* Study material:
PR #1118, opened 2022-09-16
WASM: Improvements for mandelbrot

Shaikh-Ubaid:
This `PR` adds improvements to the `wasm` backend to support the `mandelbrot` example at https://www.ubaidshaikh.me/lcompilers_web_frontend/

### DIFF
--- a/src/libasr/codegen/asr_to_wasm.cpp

* Task requirements: The required output is every line from the one with "example at https://www.ubaidshaikh.me/lcompilers_web_frontend/" to the final line of the entries, repeated exactly and with nothing else.

* Task response:
This `PR` adds improvements to the `wasm` backend to support the `mandelbrot` example at https://www.ubaidshaikh.me/lcompilers_web_frontend/

### DIFF
--- a/src/libasr/codegen/asr_to_wasm.cpp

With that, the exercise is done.